Highly mesoporous SAPO-11 molecular sieves with tunable acidity: facile synthesis, formation mechanism and catalytic performance in hydroisomerization of n-dodecane

Abstract

The pore architecture and acidity of zeolite materials play crucial roles in the activity and selectivity of catalytic reactions. Herein, hierarchical SAPO-11 molecular sieve microspheres with uniform intercrystalline mesoporosity (ca. 4.3 nm) and tunable acidity were synthesized via dry-gel conversion (DGC) of a silicoaluminophosphate–organosilane composite. The products were comprehensively characterized using multiple techniques, including XRD, SEM, TEM, N₂ adsorption–desorption, NH₃-TPD, pyridine-adsorbed IR (Py-IR), TG and ²⁹Si MAS NMR measurements. It is revealed that the products' acidity can be precisely tuned in a wide range by simply adjusting the water content used in the synthesis.

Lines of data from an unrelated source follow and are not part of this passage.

PR #3869, opened 2022-10-13
[CBRD-24500] refactoring functions allocate index and classobj put index

ctshim:
http://jira.cubrid.org/browse/CBRD-24500

The allocate_index() and classbj_put_index() functions have many parameters.
But those parameters are the information that belonged to a structure.
Reduce the number of parameters to reconstruct the contents for ease of understanding.

Additionally, the sm_add_index() function was removed because it was deprecated.
The sm_is_global_only_constrain() function also has minor changes.

### DIFF
--- a/src/object/schema_manager.c
+++ b/src/object/schema_manager.c
@@ -437,11 +437,7 @@ static TP_DOMAIN *construct_index_key_domain (int n_atts, SM_ATTRIBUTE ** atts, 
 					      const int *prefix_lengths, int func_col_id, TP_DOMAIN * func_domain);
 static int collect_hier_class_info (MOP classop, DB_OBJLIST * subclasses, const char *constraint_name, int reverse,
 				    int *n_classes, int n_attrs, OID * oids, int *attr_ids, HFID * hfids);
-static int allocate_index (MOP classop, SM_CLASS * class_, DB_OBJLIST * subclasses, SM_ATTRIBUTE ** attrs,
-			   const int *asc_desc, const int *attrs_prefix_length, int unique_pk, int not_null,
-			   int reverse, const char *constraint_name, BTID * index, OID * fk_refcls_oid,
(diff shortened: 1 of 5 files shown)


src/object/schema_manager.c
```diff
@@ -11221,16 +11221,10 @@ allocate_foreign_key (MOP classop, SM_CLASS * class_, SM_CLASS_CONSTRAINT * con,
 	    }
 	}
     }
-  else
+  else if (allocate_index (classop, class_, subclasses, con))
```
hgryoo:
```suggestion
  else if (allocate_index (classop, class_, subclasses, con) != NO_ERROR)
```

src/object/schema_manager.c
```diff
@@ -11128,28 +11146,10 @@ allocate_unique_constraint (MOP classop, SM_CLASS * class_, SM_CLASS_CONSTRAINT
 	  shared_con = classobj_find_constraint_by_name (class_->constraints, con->shared_cons_name);
 	  con->index_btid = shared_con->index_btid;
 	}
-      else
+      else if (allocate_index (classop, class_, local_subclasses, con))
```
hgryoo:
```suggestion
      else if (allocate_index (classop, class_, local_subclasses, con) != NO_ERROR)
```

hgryoo (approved):

beyondykk9 (approved):

hyunikn (approved):

youngjinj (approved):

src/object/schema_manager.c
ctshim: OK, I will fix it.
Thanks.

src/object/schema_manager.c
ctshim: OK, I will fix it.
Thanks.

shparkcubrid (approved):

PR #3873, opened 2022-10-13
[CBRD-24509] Redundant data is sent to Java SP server in method scan

hgryoo:
http://jira.cubrid.org/browse/CBRD-24509

### DIFF
--- a/jsp/CMakeLists.txt
+++ b/jsp/CMakeLists.txt
@@ -53,6 +53,12 @@ add_custom_command(TARGET jsp_build
   COMMENT "Build Java SP Server with Ant ..."
 )
 
+add_custom_target(jsp_unittest)
+add_custom_command(TARGET jsp_unittest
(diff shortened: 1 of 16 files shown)


hgryoo:
I'm considering that maybe we can figure out redundant columns in method scan's list file in advance. In the get_single_tuple() function, they are filtered out, not to read, and assign a null value.

hgryoo:
> I'm considering that maybe we can figure out redundant columns in method scan's list file in advance. In the get_single_tuple() function, they are filtered out, not to read, and assign a null value.

If I filtered out for both C method and Java SP, C method causes regressions. So I've filtered out only for Java SP's argument.

hyunikn (approved):

shparkcubrid (approved):

ctshim (approved):

hgryoo:
I found that after the recent commit 64e4882 is merged, In test_sql, sql/_23_apricot_qa/_00_issues/bug_bts_8166/ tests are extreamly delayed.

hgryoo:
Only cbrd_24482.sql is delayed.

hgryoo:
> Only cbrd_24482.sql is delayed.

The hang is fixed at https://github.com/CUBRID/cubrid-testcases/pull/1317

beyondykk9 (approved):

shparkcubrid (approved):

youngjinj (approved):

PR #3876, opened 2022-10-14
Dummy PR - Test CI

hgryoo:


hgryoo:
cbrd_24473.sql causes hang because the optimization level is not restored, the next cases don't get the result. So all of the following cases take maximum waiting time and return NOK.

The growth of such hierarchical SAPO-11 underwent a rearrangement of the mesopores: the original mesopores (ca. 17 nm) of the precursor were collapsed at the initial stage of crystallization and the final mesopores of the products were directed by the organosilane. More importantly, the Pt/hierarchical SAPO-11 catalysts exhibited enhanced isomerization selectivity in the hydroisomerization of n-dodecane, attributed to their excellent diffusion properties resulting from the hierarchical pore network. This work demonstrates a facile approach to synthesize hierarchical zeolites with tunable acidity, which is beneficial for catalytic reactions involving bulky molecules.